What to work on:
The data below holds a line containing "andy31415: You can" and a line containing "PR #36318, opened 2024-10-31"; please quote exactly those two lines and every line between them, and nothing else.

*** Begin section ***

PR #36302, opened 2024-10-30
[darwin-framework-tool][interactive] Add Ctrl+Z as a shortcut key to …

vivien-apple:
…suspend or resume the running controllers

#### Problem

This PR introduces a new shortcut, ‘Ctrl+Z’, to suspend or resume the controllers in interactive mode.

### DIFF
--- a/examples/darwin-framework-tool/commands/common/CHIPCommandBridge.mm
+++ b/examples/darwin-framework-tool/commands/common/CHIPCommandBridge.mm
@@ -358,6 +358,16 @@ void CHIPCommandBridge::ShutdownCommissioner()
     [[MTRDeviceControllerFactory sharedInstance] stopControllerFactory];
 }
 
+void CHIPCommandBridge::SuspendOrResumeCommissioners()
+{
+    for (auto & pair : mControllers) {
+        __auto_type * commissioner = pair.second;
+        if (commissioner.running) {
+            commissioner.suspended ? [commissioner resume] : [commissioner suspend];
+        }
+    }
+}
+
 CHIP_ERROR CHIPCommandBridge::StartWaiting(chip::System::Clock::Timeout duration)
 {
     auto waitingUntil = std::chrono::system_clock::now() + std::chrono::duration_cast<std::chrono::seconds>(duration);
--- a/examples/darwin-framework-tool/commands/interactive/InteractiveCommands.mm
+++ b/examples/darwin-framework-tool/commands/interactive/InteractiveCommands.mm
@@ -30,9 +30,10 @@
 constexpr char kInteractiveModeInstruction[] = "╔══════════════════════════════════════════════════════════════════╗\n"
                                                "║                        Interactive Mode                          ║\n"
                                                "╠══════════════════════════════════════════════════════════════════╣\n"
-                                               "║ Stop and restart stack: [Ctrl+_] & [Ctrl+^ ]                     ║\n"
-                                               "║ Trigger exit(0)       : [Ctrl+@]                                 ║\n"
-                                               "║ Quit Interactive      : 'quit()' or `quit`                       ║\n"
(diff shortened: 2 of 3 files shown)


examples/darwin-framework-tool/commands/interactive/InteractiveCommands.mm
```diff
@@ -30,9 +30,10 @@
...
                                                "║                        Interactive Mode                          ║\n"
                                                "╠══════════════════════════════════════════════════════════════════╣\n"
-                                               "║ Stop and restart stack: [Ctrl+_] & [Ctrl+^ ]                     ║\n"
-                                               "║ Trigger exit(0)       : [Ctrl+@]                                 ║\n"
-                                               "║ Quit Interactive      : 'quit()' or `quit`                       ║\n"
+                                               "║ Stop and restart stack    : [Ctrl+_] & [Ctrl+^ ]                 ║\n"
+                                               "║ Suspend/Resume controllers: [Ctrl+Z]                             ║\n"
+                                               "║ Trigger exit(0)           : [Ctrl+@]                             ║\n"
+                                               "║ Quit Interactive          : 'quit()' or `quit`                   ║\n"
```
ksperling-apple, line 36: While we're doing hot keys, it would be nice if Ctrl-D did a quit like how it does in shell.

examples/darwin-framework-tool/commands/interactive/InteractiveCommands.mm
```diff
@@ -333,6 +357,7 @@ el_status_t ExitFunction()
     el_bind_key(CTL('^'), RestartFunction);
     el_bind_key(CTL('_'), StopFunction);
     el_bind_key(CTL('@'), ExitFunction);
+    el_bind_key(CTL('Z'), SuspendOrResumeFunction);
```
bzbarsky-apple, line 360: This will make it impossible to use Ctrl-Z to suspect the tool itself and get back to the shell...  Can we use a different char here, possibly?

vivien-apple: I’m curious to know if `Ctrl-Z` works for you in interactive mode. By that, I mean does it suspend the interactive mode and return to the shell? It doesn’t work for me, and I assumed this was because `Ctrl-Z` is already handled by `editline`. I understand that it’s currently bound to `el_ring_bell`, which is why replacing it doesn’t cause any issues.
But maybe it works for others ?

examples/darwin-framework-tool/commands/common/CHIPCommandBridge.mm
```diff
@@ -358,6 +358,16 @@
     [[MTRDeviceControllerFactory sharedInstance] stopControllerFactory];
 }
 
+void CHIPCommandBridge::SuspendOrResumeCommissioners()
+{
+    for (auto & pair : mControllers) {
+        __auto_type * commissioner = pair.second;
+        if (commissioner.running) {
+            commissioner.suspended ? [commissioner resume] : [commissioner suspend];
```
bzbarsky-apple, line 366: Would be nice to log whether we are resuming or suspending (and what the commissioner involved is).

bzbarsky-apple (approved):

examples/darwin-framework-tool/commands/interactive/InteractiveCommands.mm
vivien-apple: I can try that in a follow up as it seems a new shortcut and I like to keep PR as small as possible. And additionally I took a quick try at it and I have not yet understood why it fails on first try 😗

examples/darwin-framework-tool/commands/common/CHIPCommandBridge.mm
vivien-apple: The framework is already quite verbose. ;)

bzbarsky-apple:

PR #36310, opened 2024-10-30
Add a largeMessage property support to Commands based on the quality setting in xml.

pidarped:
* Define a constant bool property in Commands via the corresponding zap template.
* Set the largeMessage=true for the 'CaptureSnapshot' command in AVStreamMgmt cluster xml.

### DIFF
--- a/src/app/data-model-provider/MetadataTypes.h
+++ b/src/app/data-model-provider/MetadataTypes.h
@@ -83,10 +83,12 @@ struct AttributeEntry
     static const AttributeEntry kInvalid;
 };
 
+// Bitmask values for different Command qualities.
 enum class CommandQualityFlags : uint32_t
 {
     kFabricScoped = 0x0001,
     kTimed        = 0x0002, // `T` quality on commands
+    kLargeMessage = 0x0004, // `L` quality on commands
 };
 
 struct CommandInfo
--- a/src/app/zap-templates/templates/app/cluster-objects-src.zapt
+++ b/src/app/zap-templates/templates/app/cluster-objects-src.zapt
@@ -261,5 +261,21 @@ bool CommandIsFabricScoped(ClusterId aCluster, CommandId aCommand)
     return false;
 }
 
+bool CommandHasLargePayload(ClusterId aCluster, CommandId aCommand)
+{
+    {{#zcl_clusters}}
+      {{#zcl_commands}}
+          {{#if isLargeMessage}}
+          if ((aCluster == Clusters::{{asUpperCamelCase parent.name}}::Id) &&
+		       (aCommand == Clusters::{{asUpperCamelCase parent.name}}::Commands::{{asUpperCamelCase name}}::Id))
+		  {
+              return true;
+		  }
+          {{/if}}
+      {{/zcl_commands}}
+    {{/zcl_clusters}}
+	return false;
+}
+
 } // namespace app
 } // namespace chip
--- a/zzz_generated/app-common/app-common/zap-generated/cluster-objects.cpp
+++ b/zzz_generated/app-common/app-common/zap-generated/cluster-objects.cpp
@@ -35101,5 +35101,20 @@ bool CommandIsFabricScoped(ClusterId aCluster, CommandId aCommand)
     return false;
 }
 
+bool CommandHasLargePayload(ClusterId aCluster, CommandId aCommand)
+{
+    if ((aCluster == Clusters::CameraAvStreamManagement::Id) &&
+        (aCommand == Clusters::CameraAvStreamManagement::Commands::CaptureSnapshot::Id))
+    {
+        return true;
+    }
+    if ((aCluster == Clusters::CameraAvStreamManagement::Id) &&
+        (aCommand == Clusters::CameraAvStreamManagement::Commands::CaptureSnapshotResponse::Id))
+    {
+        return true;
+    }
+    return false;
+}
+
 } // namespace app
 } // namespace chip
--- a/src/app/codegen-data-model-provider/CodegenDataModelProvider.cpp
+++ b/src/app/codegen-data-model-provider/CodegenDataModelProvider.cpp
@@ -241,6 +241,8 @@ DataModel::CommandEntry CommandEntryFrom(const ConcreteClusterPath & clusterPath
     entry.info.flags.Set(DataModel::CommandQualityFlags::kFabricScoped,
                          CommandIsFabricScoped(clusterPath.mClusterId, clusterCommandId));
 
+    entry.info.flags.Set(DataModel::CommandQualityFlags::kLargeMessage,
+                         CommandHasLargePayload(clusterPath.mClusterId, clusterCommandId));
     return entry;
 }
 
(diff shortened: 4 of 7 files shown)


src/app/zap-templates/templates/app/ids/Commands.zapt
```diff
@@ -20,6 +20,7 @@ namespace Commands {
 {{/first}}
 namespace {{asUpperCamelCase label}} {
 static constexpr CommandId Id = {{asMEI manufacturerCode code}};
+static constexpr bool kRequiresLargePayloadTransport = {{isLargeMessage}};
```
bzbarsky-apple, line 23: This does not seem like the right place for this.  This sort of metadata generally lives in cluster-objects, not the ids header.  The one really is just for the ids.

bzbarsky-apple (changes requested):

src/app/zap-templates/templates/app/ids/Commands.zapt
andy31415: This looks like something that should eventually be plumbed through https://github.com/project-chip/connectedhomeip/blob/master/src/app/data-model-provider/MetadataTypes.h#L86 or similar (not sure if this is a quality or not, but it sure looks like a boolean flag on commands)

andy31415: This is how the codegen data model currently loads those: https://github.com/project-chip/connectedhomeip/blob/master/src/app/codegen-data-model-provider/CodegenDataModelProvider.cpp#L233

It seems like you may want to plumb this similarely to `CommandNeedsTimedInvoke` and `CommandIsFabricScoped`.

pidarped: Yes, looking at the auto-gen'ed code, it felt this was probably not the right place. Was looking to find the appropriate location. Thanks for the pointers.

pidarped: Modified to a `CommandIsLarge` method in the cluster-objects zapt

bzbarsky-apple: So the key here is that we will need to go from a dynamic command id to whether it's large, not from a statically known command name to whether it's large, right?  @pidarped

src/app/data-model-provider/MetadataTypes.h
```diff
@@ -87,6 +87,7 @@ enum class CommandQualityFlags : uint32_t
 {
     kFabricScoped = 0x0001,
     kTimed        = 0x0002, // `T` quality on commands
+    kIsLarge      = 0x0003, // `L` quality on commands
```
bzbarsky-apple, line 90:
```suggestion
    kLargeMessage      = 0x0004, // `L` quality on commands
```
These are bitmask values, not bit offsets.  And the name of the quality in the spec is "Large Message", though maybe the flag should be called "Large Payload"...

The good news is that CI caught the functional bug, at least....

src/app/zap-templates/templates/app/cluster-objects-src.zapt
```diff
@@ -261,5 +261,32 @@ bool CommandIsFabricScoped(ClusterId aCluster, CommandId aCommand)
     return false;
 }
 
+bool CommandIsLarge(ClusterId aCluster, CommandId aCommand)
```
bzbarsky-apple, line 264: CommandHasLargePayload?

src/app/zap-templates/templates/app/cluster-objects-src.zapt
```diff
@@ -261,5 +261,32 @@ bool CommandIsFabricScoped(ClusterId aCluster, CommandId aCommand)
...
+    switch (aCluster)
+    {
+    {{#zcl_clusters}}
+      {{#zcl_commands}}
+      {{#first}}
+      case Clusters::{{asUpperCamelCase parent.name}}::Id:
+      {
+          switch (aCommand) {
+      {{/first}}
+          {{#if isLargeMessage}}
```
bzbarsky-apple, line 275: See, _here_ it's named the right thing...

pidarped: Changed to CommandHasLargePayload.
Earlier, I tried to be consistent with what was in zap, i.e., isLargeMessage. But CommandIsLargeMessage does not make sense, so kept it as CommandIsLarge. Don't care either way. Both seem ok to me.

src/app/zap-templates/templates/app/ids/Commands.zapt
pidarped: Yes, I think so. But to also note, that ultimately the `L` quality is gleaned from what is specified in the xml for the Command.

zzz_generated/app-common/app-common/zap-generated/cluster-objects.cpp
```diff
@@ -35101,5 +35101,584 @@ bool CommandIsFabricScoped(ClusterId aCluster, CommandId aCommand)
...
 
+bool CommandHasLargePayload(ClusterId aCluster, CommandId aCommand)
+{
+    switch (aCluster)
+    {
+    case Clusters::Identify::Id: {
+        switch (aCommand)
+        {
+        default:
+            return false;
```
andy31415, line 35112: This is huge. How about we just switch for the "true" set and that is it?

bzbarsky-apple (approved):

zzz_generated/app-common/app-common/zap-generated/cluster-objects.cpp
bzbarsky-apple: The problem is that ZAP does not give us a clean way to enumerate "the true set", right?  @brdandu

pidarped: Yes. That is what I gathered as well. We have to go through all the clusters to check their list of commands and then check the specific quality.

yufengwangca (approved):

aronrosenberg (approved):

zzz_generated/app-common/app-common/zap-generated/cluster-objects.cpp
andy31415: You can loop over everything and have a `if true` I imagine. It just needs compressing the switch into a compare.

andy31415: I am generally wondering if this could read:

```cpp
bool CommandHasLargePayload(ClusterId aCluster, CommandId aCommand)
{
  if ((aClusterId == Clusters::CameraAvStreamManagement::Id) 
      && (aCommandId == Clusters::CameraAvStreamManagement::Commands::CaptureSnapshot::Id)
  {
    return true;
  }
  
   if ((aClusterId == Clusters::CameraAvStreamManagement::Id) 
       && (aCommandId == Clusters::CameraAvStreamManagement::Commands::CaptureSnapshotResponse::Id)
  {
    return true;
  }
  
  return false;
}
```

We keep accepting sub-part code because it is code generated. I think we should not do that.

bzbarsky-apple: Yes, you could certainly generate that code.

pidarped: Yes. I was not too conversant with the zap templates and their code generation model. Was looking at only the switch based templates. But the template for generating the above code seems pretty straight-forward. Thanks.

PR #36318, opened 2024-10-31
[Silabs] Rename Wifi interface sources files

mkardous-silabs:
#### Description
PR structures the Wi-Fi headers and sources to start implementing a Silabs Wifi Abstraction layer.
PR has no functionnal changes.

- rename files to match the interface they are implementing
- Seperate the wifi support source_set for it to be used by other modules
- Delete files that weren't being used

#### Tests
Manual tests with the BRD4338A
Ci for build validation


jmartinez-silabs (approved):
Should `WifiInterfaceAbstraction` live in `src/platform/silabs/platformAbstraction` along with the <wifiplatform>WifiInterface.cpp

it could be done later and I'm not sure if there would be some circular dependencies issue. but it seems like it would be the correct final destination.

andy31415 (approved):

PR #36319, opened 2024-10-31
Enforce `DataModel::Provider` everywhere

andy31415:
Remove the non-provider code to only maintain a single code path for data model handling.

This should enable code cleanups in the future:
  - ACL can be validated outside of read/write implementations (directly in IM)
  - IM could handle global attributes directly as it has metadata access

#### Changes

- delete `ember-compatibility-functions`
- Maintain only the `enabled` flags and remove all ifdef conditionals and code splits
   - In particular moved reporting/Read-DataModel and AttributePathExpandIterator-DataModel to be the main intefaces as a `h` and `cpp` file.
- cleanup several overrides within tests and dynamic files (a few that were reused remained and were marked as static)


src/app/AttributePathExpandIterator.h
```diff
@@ -17,30 +17,113 @@
...
+ *
+ * AttributePathExpandIterator will expand attribute paths with wildcards, and only emit existing paths for
+ * AttributePathParams with wildcards. For AttributePathParams with a concrete path (i.e. does not contain wildcards),
+ * AttributePathExpandIterator will emit them as-is.
+ *
+ * The typical use of AttributePathExpandIterator may look like:
+ * ConcreteAttributePath path;
+ * for (AttributePathExpandIterator iterator(AttributePathParams); iterator.Get(path); iterator.Next()) {...}
+ *
+ * The iterator does not copy the given AttributePathParams, The given AttributePathParams must be valid when using the iterator.
```
bzbarsky-apple, line 40:
```suggestion
 * The iterator does not copy the given AttributePathParams. The given AttributePathParams must remain valid when using the iterator.
```

src/app/AttributePathExpandIterator.h
```diff
@@ -17,30 +17,113 @@
...
+ * If the set of endpoints, clusters, or attributes that are supported changes, AttributePathExpandIterator must be
+ * reinitialized.
+ *
+ * A initialized iterator will return the first valid path, no need to call Next() before calling Get() for the first time.
+ *
+ * Note: The Next() and Get() are two separate operations by design since a possible call of this iterator might be:
```
bzbarsky-apple, line 46:
```suggestion
 * Note: Next() and Get() are two separate operations by design since a possible call of this iterator might be:
```

src/app/CommandHandlerImpl.cpp
```diff
@@ -475,25 +475,6 @@ Status CommandHandlerImpl::ProcessGroupCommandDataIB(CommandDataIB::Parser & aCo
...
-    // to ACL and command presence checks does not matter, because the behavior
-    // is the same for all of them: ignore the path.
-#if !CHIP_CONFIG_USE_DATA_MODEL_INTERFACE
-
-    // Without data model interface, we can query individual commands.
-    // Data model interface queries commands by a full path so we need endpointID as well.
-    //
-    // Since this is a performance update and group commands are never timed,
-    // missing this should not be that noticeable.
-    if (CommandNeedsTimedInvoke(clusterId, commandId))
```
bzbarsky-apple, line 490: So in the CHIP_CONFIG_USE_DATA_MODEL_INTERFACE case (the only case now): where is this check done?

src/app/WriteHandler.h
```diff
@@ -200,10 +200,8 @@ class WriteHandler : public Messaging::ExchangeDelegate
     Optional<ConcreteAttributePath> mProcessingAttributePath;
     Optional<AttributeAccessToken> mACLCheckCache = NullOptional;
 
-#if CHIP_CONFIG_USE_DATA_MODEL_INTERFACE
     DataModel::Provider * mDataModelProvider = nullptr;
     std::optional<ConcreteAttributePath> mLastSuccessfullyWrittenPath;
```
bzbarsky-apple, line 204: Followup: can we have mProcessingAttributePath and mLastSuccessfullyWrittenPath set at the same time?  If not there is some possible savings here...

src/app/reporting/Read.cpp
bzbarsky-apple, line 1: So this is, now that we have things in their final shape, really oddly names.  This file (header and cpp) has precisely two functions:

1) A data version equality checker (which is not even read-specific; writes might need to do that check!)
2) A function to encode the value of an attribute to TLV, whether it's for read or subscribe.

I guess this should be a followup, to not block this, but we should probably split this up into separate files with names that makes sense.

Alternately, we could move RetrieveClusterData back into Engine.cpp, which is where it really makes the most sense, and still do something sane with IsClusterDataVersionEqualTo.

src/app/reporting/Read.cpp
```diff
@@ -26,21 +26,13 @@
...
 DataModel::ActionReturnStatus RetrieveClusterData(DataModel::Provider * dataModel,
                                                   const Access::SubjectDescriptor & subjectDescriptor, bool isFabricFiltered,
                                                   AttributeReportIBs::Builder & reportBuilder,
                                                   const ConcreteReadAttributePath & path, AttributeEncodeState * encoderState)
 {
-    // Odd ifdef is to only do this if the `Read-Check` does not do it already.
-#if !CHIP_CONFIG_USE_EMBER_DATA_MODEL
-    ChipLogDetail(DataManagement, "<RE:Run> Cluster %" PRIx32 ", Attribute %" PRIx32 " is dirty", path.mClusterId,
-                  path.mAttributeId);
-    DataModelCallbacks::GetInstance()->AttributeOperation(DataModelCallbacks::OperationType::Read,
```
bzbarsky-apple, line 40: Why is this being removed?

src/app/server/Server.cpp
```diff
@@ -95,30 +93,12 @@ class DeviceTypeResolver : public chip::Access::AccessControl::DeviceTypeResolve
         {
             if (type->deviceTypeId == deviceType)
```
bzbarsky-apple, line 94: This looks like the second copy of this function we have sitting around somewhere.  Should this just be a non-virtual member method on DataModel::Provider?  Followup for that, obviously.

src/darwin/Framework/CHIP/ServerEndpoint/MTRServerAccessControl.mm
```diff
@@ -47,7 +46,14 @@
 public:
     bool IsDeviceTypeOnEndpoint(DeviceTypeId deviceType, EndpointId endpoint) override
     {
-        return app::IsDeviceTypeOnEndpoint(deviceType, endpoint);
+        chip::app::DataModel::Provider * model = chip::app::InteractionModelEngine::GetInstance()->GetDataModelProvider();
```
bzbarsky-apple, line 49:
```suggestion
        app::DataModel::Provider * model = app::InteractionModelEngine::GetInstance()->GetDataModelProvider();
```
But note this is now the _third_ copy of this code.

src/app/CommandHandlerImpl.cpp
andy31415: This was an optimization that was possible with direct ember calls because the command flags were global. In the data model interface we need the full path, so we cannot early-optimize (unless we do more work).

The individual check (that matches spec text more closely) was added in `mpCallback->ValidateCommandCanBeDispatched` (in #35897). Specifically timed invoke validation is done in `CheckCommandFlags`: https://github.com/project-chip/connectedhomeip/blob/master/src/app/InteractionModelEngine.cpp#L1859C61-L1859C78

src/app/reporting/Read.cpp
andy31415: Bad grep instruction ... thank you for catching.

src/app/server/Server.cpp
andy31415: Started #36327 to track these things.

Overall I would be weary of adding too much into DataModel::Provider if at all possible, however all for code reuse however we figure out it should look like.

src/app/reporting/Read.cpp
andy31415: added this work into #36327

src/app/WriteHandler.h
andy31415: Added to #36327

src/app/CommandHandlerImpl.cpp
bzbarsky-apple: Great, "ValidateCommandCanBeDispatched call below" is perfect.

bzbarsky-apple (approved):

src/app/tests/BUILD.gn
```diff
@@ -171,7 +171,7 @@ source_set("app-test-stubs") {
     "test-ember-api.cpp",
     "test-ember-api.h",
 
-    # The overrides in these files are overrides from ember-compatibility-functions
+    # The overrides in these files are overrides from ember code generated code
```
jmartinez-silabs, line 174:
```suggestion
    # The overrides in these files are overrides from ember generated code
```

jmartinez-silabs (approved):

*** End section ***

Response to this exercise:
andy31415: You can loop over everything and have a `if true` I imagine. It just needs compressing the switch into a compare.

andy31415: I am generally wondering if this could read:

```cpp
bool CommandHasLargePayload(ClusterId aCluster, CommandId aCommand)
{
  if ((aClusterId == Clusters::CameraAvStreamManagement::Id) 
      && (aCommandId == Clusters::CameraAvStreamManagement::Commands::CaptureSnapshot::Id)
  {
    return true;
  }
  
   if ((aClusterId == Clusters::CameraAvStreamManagement::Id) 
       && (aCommandId == Clusters::CameraAvStreamManagement::Commands::CaptureSnapshotResponse::Id)
  {
    return true;
  }
  
  return false;
}
```

We keep accepting sub-part code because it is code generated. I think we should not do that.

bzbarsky-apple: Yes, you could certainly generate that code.

pidarped: Yes. I was not too conversant with the zap templates and their code generation model. Was looking at only the switch based templates. But the template for generating the above code seems pretty straight-forward. Thanks.

PR #36318, opened 2024-10-31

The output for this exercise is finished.